Example 3 Get resources with keyword RDF in dc:title and dc:subject equals "Query formulation".
<> ql:select {
  ?subject1 ?p ?o .
}; ql:where {
  ?subject1 dc:title ?keyword .
  ?keyword yars:keyword "RDF" .
  ?subject1 dc:subject "Query formulation" .
  ?subject1 ?p ?o .
} .

Specifying Results.

So far we have implicitely assumed that the query returns all triples for the subject of the facet. In the following, we show an example that specifies that resources at other positions should be returned, which is denoted using the double circle.
Example 4 Get resources that "Andreas Harth" knows.
<> ql:select {
  ?object1 ?p ?o .
}; ql:where {
  ?subject1 foaf:name "Andreas Harth" .
  ?subject1 foaf:knows ?object1 .
  ?object1 ?p ?o .
} .

Object Nesting.

A powerful feature of RDF is the ability to nest objects, that is, to reference one object from another one. The corresponding notation to specify queries with nested objects is introduced in the following example. In terms of an N3 query, we use this notation to express joins on object and subject of different facets.
Example 5 Get resources that "Andreas Harth" knows and that are interested in DERI.
<> ql:select {
  ?object1 ?p ?o .
}; ql:where {
  ?subject1 foaf:name ``Andreas Harth'' .
  ?subject1 foaf:knows ?object1 .
  ?object1 foaf:interest ?keyword .
  ?keyword yars:keyword ``DERI'' .
  ?object1 ?p ?o .
} .

Please observe that the queries return all RDF triples, that is, the language has closure in a sense that results of one query can serve as input of another query. In addition, only dealing with RDF graphs facilitates displaying the results.

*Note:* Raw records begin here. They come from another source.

Issue #4818, opened 2025-04-16
Partners - User Search not working with spaces


mcgarrye:
- [ ] General
- [ ] Backend
- [ ] Public
- [x] Partners

## Background / Issue
Searching for users with a space in their name results in no results returned. Works for listings with spaces in the value.
## Technical Context
Investigation needed
## Acceptance Criteria
Searching for users by their name with a space should return the users that match.
## QA Notes

** Please provide as much information as possible (screenshots, documentation, etc) **

PR #4876, opened 2025-05-16
feat: support searching first + last name in users admin

jaredcwhite:
This PR addresses #4818

## Description

This adds a little more smarts to the users query so that we can search for first name + last name in the search query.

## Author Checklist:

## Review Process:

### DIFF
--- a/api/src/utilities/build-user-where.ts
+++ b/api/src/utilities/build-user-where.ts
@@ -12,20 +12,37 @@ export const buildWhereClause = (
   const filters: Prisma.UserAccountsWhereInput[] = [];
 
   if (params.search) {
+    const namesClause = [];
+
+    /*
+        We'll add a first/last name OR pair for each word, in order to support searching for
+        first name + last name in the query
+      */
+    params.search
+      .split(' ')
+      .filter((str) => str !== '')
+      .forEach((word) => {
+        namesClause.push({
+          OR: [
+            {
+              firstName: {
+                contains: word,
+                mode: Prisma.QueryMode.insensitive,
+              },
+            },
+            {
+              lastName: {
+                contains: word,
+                mode: Prisma.QueryMode.insensitive,
+              },
+            },
+          ],
+        });
+      });
+
     filters.push({
       OR: [
-        {
-          firstName: {
-            contains: params.search,
-            mode: Prisma.QueryMode.insensitive,
-          },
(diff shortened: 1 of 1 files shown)


api/src/utilities/build-user-where.ts
```diff
@@ -12,20 +12,37 @@ export const buildWhereClause = (
   const filters: Prisma.UserAccountsWhereInput[] = [];
 
   if (params.search) {
+    const namesClause = [];
+
+    /*
+        We'll add a first/last name OR pair for each word, in order to support searching for
+        first name + last name in the query
+      */
+    params.search
```
ludtkemorgan, line 21: question:
Your example of "Eric Jablonski" finding both "Eric McGarry and Emily Jablonski" I think makes sense. However, if you type something that would catch more names it could be a bit confusing. Here is a screenshot of an example search of "e villas" which basically finds all users since any user with "e" in either first or last name is returned.
What are people's thoughts on that. @mcgarrye do you have an opinion?
image

mcgarrye: I feel we may be over-engineering this solution. Pretty sure this used to work. I believe we can switch to matching first AND last names exactly (not contains) we have the solution we need. We don't need to have a fuzzy search or return more than we need to. Usually the admin will know exactly who they are looking for

jaredcwhite: I do also like having a "fuzzier" search of sorts…I just added one check to require a word for name search to be at least two characters, and I think the frontend doesn't even start the filtering until at least three characters so that should alleviate the issue Morgan found.

ludtkemorgan: I think the fuzzy search makes sense. And I like the requirement that it has to have at least 2 characters which alleviates most of my concern.
What I was most concerned by was something happening like the following example
* User is trying to look up a user where they know the last name and the first initial of the first name
* They type that in and it basically doesn't filter
* They wouldn't know that it would be better to remove that first initial than include it in the search.

Overall though I like this change!

ludtkemorgan (approved):

jaredcwhite:
@ludtkemorgan Yeah, I can see that about wanting to support initials, but it's probably hard to do without a lot of additional logicking. Anyway, I'll go ahead and merge this!

PR #4882, opened 2025-05-21
feat: adds ui load tester & getStaticProps from getServerSideProps

YazeedLoonat:
This PR addresses https://github.com/metrotranscom/doorway/issues/1271

## Description
This adds a ui load tester script

more importantly, this changes how we get listing data for the public listing detail page from `getServerSideProps` to `getStaticProps` this should mean that instead of the server generating the HTML for the public listing detail page each time it generates it once then holds onto it for 30 seconds before rebuilding it

Stand up the public site locally and verify you can hit the listing detail page
Aim the load tester at your listing detail page and make sure it stands up to most load tests (it'll break down at higher ends still) 

## Author Checklist:

## Review Process:

### DIFF
--- a/sites/public/src/pages/listing/[id]/[slug].tsx
+++ b/sites/public/src/pages/listing/[id]/[slug].tsx
@@ -102,5 +102,8 @@ export const getStaticProps: GetStaticProps = async (context: {
   }
   const jurisdiction = fetchJurisdictionByName()
 
-  return { props: { listing: response.data, jurisdiction: await jurisdiction }, revalidate: 30 }
+  return {
+    props: { listing: response.data, jurisdiction: await jurisdiction },
+    revalidate: Number(process.env.cacheRevalidate),
+  }
 }
--- a/sites/public/src/pages/listing/[id]/[slug].tsx
+++ b/sites/public/src/pages/listing/[id]/[slug].tsx
@@ -1,5 +1,6 @@
 import React, { useEffect, useContext } from "react"
 import Head from "next/head"
+import { GetStaticPaths, GetStaticProps } from "next"
 import axios from "axios"
 import { t } from "@bloom-housing/ui-components"
 import {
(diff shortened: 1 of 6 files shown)


ui-load-tester.rb
```diff
@@ -0,0 +1,29 @@
+# What is this:
+#   This is a ruby script to load test any of our front end urls
+
+# Why is this written in ruby?
+#   Ruby supports multithreading much better natively than node/js does
+
+# How to use:
+#   check out how `ab` works. On mac you can run `man ab` in a terminal to get the man page for ab
```
emilyjablonski, line 8: **question:** What is `ab`?

ui-load-tester.rb
```diff
@@ -0,0 +1,29 @@
...
+#   you can change the n arguments on these calls to increase the total number of requests
+#   you can change the c arguments on these calls to increase the throughput basically (number of requests made concurrently)
+#   you can change the url arguments on these calls to direct which url will recieve the traffic
```
emilyjablonski, line 11: **praise:** 
```suggestion
#   you can change the url arguments on these calls to direct which url will receive the traffic
```

ui-load-tester.rb
```diff
@@ -0,0 +1,29 @@
...
+#   to execute once your changes are made from the root directory run `ruby tester.rb`
+#   In order to test mem usage you can attach the node debugger to either the public or partner sites and track mem usage that way
```
emilyjablonski, line 13: **question:** What does attaching the debugger look like?

ui-load-tester.rb
```diff
@@ -0,0 +1,29 @@
...
+#   check out how `ab` works. On mac you can run `man ab` in a terminal to get the man page for ab
+#   you can change the n arguments on these calls to increase the total number of requests
+#   you can change the c arguments on these calls to increase the throughput basically (number of requests made concurrently)
+#   you can change the url arguments on these calls to direct which url will recieve the traffic
+#   to execute once your changes are made from the root directory run `ruby tester.rb`
+#   In order to test mem usage you can attach the node debugger to either the public or partner sites and track mem usage that way 
+#   You can also track cpu usage, or track it through a cpu activity monitor
+
+def main()
+  # call main page english
```
emilyjablonski, line 17: **question:** What's the purpose of `english` here?

ui-load-tester.rb
ludtkemorgan: +1 I've never worked with ruby before and not exactly sure how to run this script to test it out

ui-load-tester.rb
```diff
@@ -0,0 +1,29 @@
+# What is this:
```
ludtkemorgan, line 1: suggestion: I wonder if we should find a better location for this script. I'm cool with it living in this repo, but could we create a directory for things like scripts? This being the first item there

sites/public/src/pages/listing/[id]/[slug].tsx
```diff
@@ -79,68 +80,27 @@ export default function ListingPage(props: ListingProps) {
...
       },
     })
   } catch (e) {
     return { notFound: true }
   }
-  const jurisdiction = fetchJurisdictionByName(context.req)
+  const jurisdiction = fetchJurisdictionByName()
 
-  return { props: { listing: response.data, jurisdiction: await jurisdiction } }
+  return { props: { listing: response.data, jurisdiction: await jurisdiction }, revalidate: 30 }
```
Comment (ludtkemorgan) [inline sites/public/src/pages/listing/[id]/[slug].tsx:105]: suggestion: When a listing goes live or closes we want to make sure that this page is updated in a relatively quick amount of time so I think 30 seconds makes sense. But I could also see this being an environment variable that we could default to 30 seconds and override it in case we need to adjust.

Also, this doesn't have to be part of this PR, but Next just support [On-Demand ISR](https://nextjs.org/docs/14/pages/building-your-application/data-fetching/incremental-static-regeneration#on-demand-revalidation). So we could theoretically have this be a much larger "revalidate" time and have the backend refresh the page when the listing updates. That might be something we want to look at for long term sustainability

ludtkemorgan (approved):
This works as expected 🏎️ . Can you update the script documentation a bit but otherwise good to merge so I'm approving it now

ui-load-tester.rb
YazeedLoonat: Hey @emilyjablonski `ab` is a utility that is baked into unix https://httpd.apache.org/docs/2.4/programs/ab.html

if you run `man ab` in your terminal it'll give you the manual page for the utility 
I'm not sure how much more explanation of ab we should keep in our documentation since its a built in utility with a man page baked in does that help/make sense?


@ludtkemorgan I do have the following "from the root directory run `ruby tester.rb`" as part of the comment ~line 12 

I can also put that into the package.json as a script so you could call it with something like `yarn ui-load-test` or something like that?

ui-load-tester.rb
YazeedLoonat: Hey @emilyjablonski we have set it up so we can attach a debugger to the public/partner site already https://github.com/bloom-housing/bloom/blob/f40f838efc7c0499815616cb85bc5ff58f48dcca/sites/public/package.json#L14

There are a bunch of aways to attach a UI to actually have insight into the debugger outputs:
https://nodejs.org/en/learn/getting-started/debugging
https://code.visualstudio.com/docs/nodejs/nodejs-debugging
https://medium.com/@paul_irish/debugging-node-js-nightlies-with-chrome-devtools-7c4a1b95ae27

I used the chrome tools one but found it not the most helpful when tracking CPU usage and much better at tracking mem usage (for nextjs anyway)

ui-load-tester.rb
YazeedLoonat: good question: When trouble shooting where cpu usage was going one of the pastabilities was that translated pages were the ones eating up cpu usage so at one point this had a pretty broad number of pages hit as I tried to narrow down what exactly was causing the problem

I left english here to be pretty precise that this call is hitting the english page as someone else may want to hit the spanish page for example

I can remove it if you would like

sites/public/src/pages/listing/[id]/[slug].tsx
Comment (YazeedLoonat) [reply sites/public/src/pages/listing/[id]/[slug].tsx:105]: I do like the idea of this eventually going to on-demand ISR!

emilyjablonski:
@YazeedLoonat Do you mind just adding a bit more documentation on running the script in the areas we had questions about pre-merge?

Issue #4682, opened 2025-03-06
Public - FE - Rental Finder - All questions


emilyjablonski:
A subtask of #4451 which has some more context.

This should be the second subtask. We should build off of the first page and include all of the questions in the [finder](https://homeconnect.detroitmi.gov/finder). When the form submits, it should redirect to the listings page with those filters applied. We will be able to reuse the helper functions built during the filtering work in order to construct an appropriate URL that will filter the browse page of listings.

If we the backend work to be able to fetch programs (aka community types) isn't finished yet by the time we pick this up, we can just mock that page visually with the header, and will make a subtask attached to this same parent to make that page actually call for community types.

sarahlazarich:
Blocked by initial question format 
Won't be able to actually submit + filter as a part of this - just UI 
@emilyjablonski to add a subtask for that part

PR #4884, opened 2025-05-23
feat: rental finder all questions

matzduniuk:
This PR addresses #4682 

## Description

* Add new translation strings for Rental Finder question based on the existing Detroit Finder
* Update the existing Finder initial page to include all required questions 
* Add new finder component for the disclaimer section
* Integrate form into finder with persistence between _'pages'_ a clearing on `skip`
* Handle rental form submission with query string formatting

1. Go to the finder page `/finder`
2. Go through the finder questionnaire, selecting at least one option (if no options are selected, no query string will be added on routing)
3. Verify the navigation URL query against previously selected options
4. _[Additionally]_ Verify that selecting no options or skipping the form results in no query string on route

## Author Checklist:

## Review Process:

### DIFF
--- a/sites/public/__tests__/pages/finder.test.tsx
+++ b/sites/public/__tests__/pages/finder.test.tsx
@@ -532,7 +532,7 @@ describe("<RentalsFinder>", () => {
 
       await waitFor(() => {
         expect(pushMock).toBeCalledWith(
-          "/listings?bedrooms=studio,oneBdrm&regions=Greater_Downtown,Westside&monthlyRent=1500-3000&section8Acceptance=true&listingFeatures=wheelchairRamp,elevator,serviceAnimalsAllowed&reservedCommunityTypes=veterans"
+          "/listings?bedroomTypes=studio,oneBdrm&regions=Greater_Downtown,Westside&monthlyRent=1,500.00-3,000.00&section8Acceptance=true&listingFeatures=wheelchairRamp,elevator,serviceAnimalsAllowed&reservedCommunityTypes=veterans"
         )
       })
     })


sites/public/src/components/finder/RentalsFinder.tsx
```diff
@@ -113,7 +182,36 @@ export default function RentalsFinder() {
...
+    setSectionIndex(rentalFinderSections.length - 1)
+    setStepIndex(0)
+  }, [rentalFinderSections.length])
+
+  const onSubmit = useCallback(() => {
+    const urlQueryElements = []
+
+    Object.entries(formData).forEach((entry) => {
+      const [key, value] = entry
+      if (Array.isArray(value) && value.length) {
```
emilyjablonski, line 198: **note:** Once @ColinBuyck 's filter work is merged, we can likely pull this from a shared helper

shared-helpers/src/locales/general.json
```diff
@@ -573,6 +573,23 @@
...
+  "finder.building.subtitle": "Some affordable housing rental properties are dedicated to specific populations, like seniors. We will use your selections to find you rentals that may match your housing needs.",
+  "finder.building.withDisabilities": "Rentals for Residents with Disabilities",
+  "finder.building.senior55": "Rentals for Seniors 55+",
+  "finder.building.senior62": "Rentals for Seniors 62+",
+  "finder.building.homeless": "Supportive Housing for the Homeless",
+  "finder.building.veterans": "Rentals for Veterans",
+  "finder.disclaimer.question": "Before you see the results",
+  "finder.disclaimer.subtitle": "We have some final notes on understanding Regulated Affordable Housing.",
+  "finder.disclaimer.alert": "Disclaimer: The information in this personalized rental finder should be used for informational purposes only. Due to the changing nature of property information, the best way to see if you qualify for a property or if it has any availability is by contacting the property itself.",
+  "finder.disclaimer.info1": "Detroit Home Connect will show you regulated affordable rentals, meaning they are affordable because of governmental funding.",
```
emilyjablonski, line 588: **nitpick:** We can't have jurisdictional references in core. We will override this string in Detroit so that it has this exact copy, but in core it should be something generic like `This website will show you regulated affordable rentals, meaning they are affordable because of governmental funding.`

sites/public/src/components/finder/RentalsFinder.tsx
matzduniuk: The code required more updates, but I stitched the code to reduce repetition.

**note**: For the future, we could probably think about detecting and adding different messages to the `<ListingBrowse>` when there are _"no listings"_ vs _"no listing matching filers"_

emilyjablonski: Good call out, I think Colin is pulling that change into his next filter ticket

4 Conclusion and Future Work

We have identified a subset of RDF queries that can be expressed in graphical notation. We believe that the notation is simple enough to enable end-users to graphically construct sufficiently complex queries.

We intend to verify our notation by implementing a user interface that allows users to formulate the queries presented in the poster. The graphical representations shown here are encoded in Scalable Vector Graphics (SVG) format. We plan to include in the system client-side scripts to be able to interactively compose queries within a Web browser.

Bibliography

1
L. Ding, T. Finin, A. Joshi, R. Pan, R. S. Cost, Y. Peng, P. Reddivari, V. C. Doshi, and J. Sachs.
Swoogle: A search and metadata engine for the semantic web.
In Proceedings of the Thirteenth ACM Conference on Inf. and Knowledge Mgmt, 2004.
2
V. Sinha and D. R. Karger.
Magnet: Supporting navigation in semistructured environments.
In Proceedings of ACM SIGMOD International Conference on Management of Data, June 2005.
3
K.-P. Yee, K. Swearingen, K. Li, and M. Hearst.
Faceted metadata for image search and browsing.
In Proceedings of the SIGCHI conference on Human factors in computing systems, April 2003.
4
M. M. Zloof.
Query by example - a data base language.
IBM Systems Journal, 16(4):324 - 343, 1977.